Chalk mudstones vary a lot though. The best mudstones are purely calcitic, well sorted and may have been redeposited by traction currents. Other mudstones are rich in very fine grained silica, which takes up pore space and thus reduces porosity at the same time as it increases specific surface and thus cause permeability to be low. In the Central North Sea the silica is quartzitic. Silica rich chalk intervals are typically found in the Ekofisk and Hod formations. In addition to silica, Upper Cretaceous and Palæogene chalks typically contain small amounts of clay minerals. Chalk of the Lower Cretaceous Tuxen Formation can contain so much clay that it has a negative effect on the reservoir properties.
With respect to solid volume a chalk may contain more than 95% calcite, but the internal surface of the same chalk may be only 50% calcite, leaving the remaining internal surface to the fine grained silica and clay. The high specific surface of these components causes clay- and silica rich intervals to have high irreducible water saturation. Although chalks typically are found to be water wet, chalk with mixed wettability is reported, possibly as a reflection of the mixed mineralogy of the internal surface. Internal surface thus varies stratigraphically, but it also varies among hydrocarbon reservoirs, possibly reflecting a varying temperature. This is because the biogenic calcite making up the chalk, subsequent to deposition stabilizes chemically by recrystallization. This process requires energy and is promoted by temperature. This recrystallization in principle does not influence porosity, but only specific surface, which decreases during recrystallization, causing permeability to increase. The central North Sea is a warm basin, so stylolite formation in the chalk is controlled by effective burial stress. The stylolites are zones of calcite dissolution and probably are the source of calcite for porefilling cementation which is typical in water zone chalk and also affect the reservoirs to different extent. The relatively high porosity in hydrocarbon reservoirs can be a result of hydrocarbon emplacement quenching stylolites and stopping or retarding pressure dissolution.

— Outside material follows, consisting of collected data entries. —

PR #21, opened 2022-08-30
feat: add refresh function to update light block

audtlr24:
Add `refresh` function to update light block, when the last light block has been updated more than `trustPeriod` *2 /3.
If we call `NewQueryClient`, the `refresh` is called every minute with go routine.

Another Change
- refactor `GetStoreData` that check whether or not to wait `BlockPeriod` (= 6 seconds) to verify merkle proof.


panacea/query_client.go
```diff
@@ -72,6 +73,14 @@ func NewQueryClient(ctx context.Context, chainID, rpcAddr string, trustedBlockHe
 	if err != nil {
 		return nil, err
 	}
+	// call refresh every minute
+	go func() {
+		for {
+			time.Sleep(1 * time.Minute)
+			err = refresh(ctx, lc, trustOptions.Period)
+			logrus.Info("light client refresh error: ", err)
```
gyuguen: I think that error log will occur even if no error occurs.
So how about modifying it like this:
```suggestion
			if err := refresh(ctx, lc, trustOptions.Period); err != nil {
			    logrus.Errorf("light client refresh error: %v", err)
			}
```

gyuguen: And we have to think about the behavior when refresh fails.
As for now, whether to output only the log or terminate the process.

audtlr24: Ah, I got it. Thanks! I reflect it.

panacea/query_client.go
```diff
@@ -112,6 +123,30 @@ func NewQueryClient(ctx context.Context, config *config.Config, info TrustedBloc
...
+	}
+	lastBlockTime := lastBlock.Time
+	currentTime := time.Now()
+	timeDiff := currentTime.Sub(lastBlockTime)
+	if timeDiff > trustPeriod*2/3 {
+		logrus.Info("update latest light block")
+		_, err = lc.Update(ctx, time.Now())
+		if err != nil {
+			return err
+		}
```
gyuguen: It would be good to change it like this.
```suggestion
		if _, err := lc.Update(ctx, time.Now()); err != nil {
			return err
		}
```

panacea/query_client.go
```diff
@@ -131,15 +166,26 @@ func (q QueryClient) GetStoreData(ctx context.Context, storeKey string, key []by
...
-	time.Sleep(blockPeriod) // AppHash for query is in the next block, so have to wait until the next block is confirmed
-
-	// wait a creation of the next block
-	nextTrustedBlock, err := q.LightClient.VerifyLightBlockAtHeight(ctx, trustedBlock.Height+1, time.Now())
+	// get nextTrustedBlock from LightClient Primary.
+	// It returns a new light block on a successful update. Otherwise, it returns nil
+	nextTrustedBlock, err := q.LightClient.Update(ctx, time.Now())
 	if err != nil {
 		return nil, err
 	}
```
gyuguen: If the next block does not exist, an error is occured and this process ends.
I think you need to make the code to retry a few times when an error that the block is not created occurs.

panacea/query_client.go
```diff
@@ -112,6 +123,30 @@ func NewQueryClient(ctx context.Context, config *config.Config, info TrustedBloc
 	}, nil
 }
 
+// refresh update light block, when the last light block has been updated more than trustPeriod * 2/3.
```
youngjoon-lee:
```suggestion
// refresh update light block, if the last light block has been updated more than trustPeriod * 2/3 ago.
```

panacea/query_client.go
youngjoon-lee: As gyuguen said, I also think it's better to retry the `VerifyLightBlockAtHeight` a few times, instead of calling the `q.LightClient.Update(...)` two times in this function. We're calling the `q.LightClient.Update(...)` at the beginning of this function. So, the `q.LightClient.Update(...)` at line 171 will return `nil` with a very high probability. Then, we're gonna sleep 6 secs that decreases performance.

So, I would suggest something like:
```go
for {
  nextTrustedBlock, err = q.LightClient.VerifyLightBlockAtHeight(ctx, trustedBlock.Height+1, time.Now())
  if errors.Is(err, provider.ErrlightBlockNotFound) { // TODO: needs to be tested
    time.Sleep(1 * time.Second)
    continue
  } else if err != nil {
    return nil, err
  }
  break
}
```

panacea/query_client.go
```diff
@@ -112,6 +123,30 @@ func NewQueryClient(ctx context.Context, config *config.Config, info TrustedBloc
...
+		return err
+	}
+	lastBlock, err := lc.TrustedLightBlock(lastBlockHeight)
+	if err != nil {
+		return err
+	}
+	lastBlockTime := lastBlock.Time
+	currentTime := time.Now()
+	timeDiff := currentTime.Sub(lastBlockTime)
+	if timeDiff > trustPeriod*2/3 {
```
0xHansLee, line 158: Should this `timeDiff` be less than `trustedPeriod`?
If the `timeDiff` is greater than `trustedPeriod`, we need to handle differently (maybe skipping verification?)

panacea/query_client.go
```diff
@@ -112,6 +123,30 @@ func NewQueryClient(ctx context.Context, config *config.Config, info TrustedBloc
...
+		logrus.Info("update latest light block")
```
0xHansLee: We usually alias this `logrus` to `log`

In some chalk reservoir intervals, hydrocarbon emplacement has been so early that the reservoirs are practically uncemented. These reservoir intervals have hardly any stylolites and can have porosity above 40% or even 50% and thus also have relatively high permeability. Such intervals have the problem though, that increasing effective stress caused by hydrocarbon production results in mechanical compaction and overall subsidence. Most other chalk intervals are to some extent cemented and cannot compact mechanically at realistic effective stresses and only deform elastically. All chalk intervals though, may react by fracturing to changes in shear stress. So where natural fractures are not prevalent, fractures may be generated hydraulically. Fractures play a significant role in the production of hydrocarbons from chalk reservoirs.